No, this is not some strange Dutch dessert made with Chipolata pork sausages. In the Netherlands, chipolata is the name of a gelatine-set dessert flavored with Maraschino liqueur and studded with raisins, glacé or fresh fruits and nuts.
This version uses fresh fruits, which we prefer, and has a thick, foamy finish. The recipe is from De Banketbakker cookbook, republished with the permission of the publisher. While we've converted the recipe to US measurements as closely as we could, you'll get the best results using a kitchen scale and the original European measurements (in brackets).
- 1 egg
- 4 egg yolks
- 1/2 cup/100 g sugar
- 5 leaves/10 g sheet gelatin
- 1/3 cup/80 g water
- 1 tbsp./15 g rum
- 5 tsp./25 g Maraschino liqueur
- 2 1/4 cup/500 g whipping cream
- 2 cups chopped fresh fruit/350 g (don't use pineapple or kiwi)
- 1/4 cup/40 g chopped bitterkoekjes (or amaretti biscuits)
- Garnish: Fresh fruit
- Optional: More whipped cream
Whisk the egg, egg yolks and half of the sugar together in a double boiler, until thickened.

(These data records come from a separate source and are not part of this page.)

PR #567, opened 2019-08-07
Add merge restrictions for post RC

jordimassaguerpla:
This reflects the configuration and we are writing in here to make it
explicit for the contributor.

## Why is this PR needed?

So contributors know the rules when they create a PR.

## What does this PR do?

Update the github template

This is reflecting the rules. Please do not discuss the rules in this PR.

## Info for QA

This is not a bug fix

## Docs

Already updated at https://confluence.suse.com/pages/viewpage.action?spaceKey=SUSECaaSPlatform4&title=Development+Workflow+for+CaaSP+v4+%28vnext%29+development

### DIFF
--- a/.github/pull_request_template.md
+++ b/.github/pull_request_template.md
@@ -48,5 +48,24 @@ If docs need to be updated, please add a link to a PR to https://github.com/SUSE
 At the time of creating the issue, this PR can be work in progress (set its title to [WIP]),
 but the documentation needs to be finalized before the PR can be merged. 
 
+
+# Merge restrictions after RC
+
+(Please do not edit this)
+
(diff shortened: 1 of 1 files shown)


jordimassaguerpla:
> Looks good to me.
> QA is also low on people at the moment, to I expect some delays here. Pinging and assigning the squads-QA person will help.
> 
> Is there any expectation regarding the QA approval? For example, a full integration test is passing?

No explicit expectations. Whatever you think is necessary. From my experience, some times the bug is so trivial ( one line fix ) that you don't need to to anything. Other times, you will need the "Before and After" info to know how was this tested and so you know how to validate this. Other times, you would like to test it, for example a bug that requires a complex scenario or a bug that has a high chance to cause a regression... whatever you guys think is needed so when we start a release we have high chances to make it in the planned time.

PR #569, opened 2019-08-07
Init extra arguments for configuration

mjura:
## Why is this PR needed?

We would like to allow users provide their own custom extra arguments for `apiserver`, `controller-manager` and `kubelet` services.

## What does this PR do?

It is initializing empty configuration field for extra arguments.

## How to use it?

Before cluster bootstraping in `kubeadm-init.conf` additional flags for `kubelet, `apiserver`, `controller-manager` and `scheduler` can be provided:
#### kubelet
```
nodeRegistration:
  kubeletExtraArgs:
```
#### kube-apiserver
```
apiServer:
  extraArgs:
```
#### kube-controller-manager
```
controllerManager:
  extraArgs:
```
#### kube-scheduler
```
scheduler:
  extraArgs:

```

### DIFF
--- a/pkg/skuba/actions/cluster/init/manifests.go
+++ b/pkg/skuba/actions/cluster/init/manifests.go
@@ -23,6 +23,8 @@ kind: InitConfiguration
 bootstrapTokens: []
 localAPIEndpoint:
   advertiseAddress: ""
+nodeRegistration:
+  kubeletExtraArgs: {}
 ---
 apiVersion: kubeadm.k8s.io/v1beta1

Soak the sheet gelatin in cold water. Gently warm it in a small saucepan over a low heat until the gelatin has dissolved. Add to the egg mixture, along with the rum and liqueur and mix. Allow to cool.
Now beat the cream with the rest of the sugar until it holds soft peaks. Fold the cream through the cooled egg mixture.
Add the fruit and bitterkoekjes (or amaretti biscuits) to the mixture and spoon into a wet pudding mold.
Allow the pudding to rest in the fridge for 1 day. This allows the flavors to mix and deepen.
To turn the pudding out, briefly immerse the mold in hot water, cover with the serving platter and then flip both the plate and the mold. Remove the mold. Decorate the dessert with fresh fruit and more whipped cream, if desired.
- It's best not to use gelatin with pineapple or kiwi; these fruits will keep the gelatin from setting.
Did you know?
The similarity of the dish's name to that of chipolata sausages is explained by Johannes van Dam in his book De Dikke Van Dam (Amsterdam, Nijgh & Van Ditmar, 2006). Van Dam tells of an earlier, savory dish, which was made with macaroni and onions (cipolla in Italian). At some point - presumably mid-way through the last century - a sweet, milk-based pudding was created, which was named after the savory dish in much the same way that a layered chocolate dessert could be called a chocolate lasagna, i.e. because of similarities in appearance.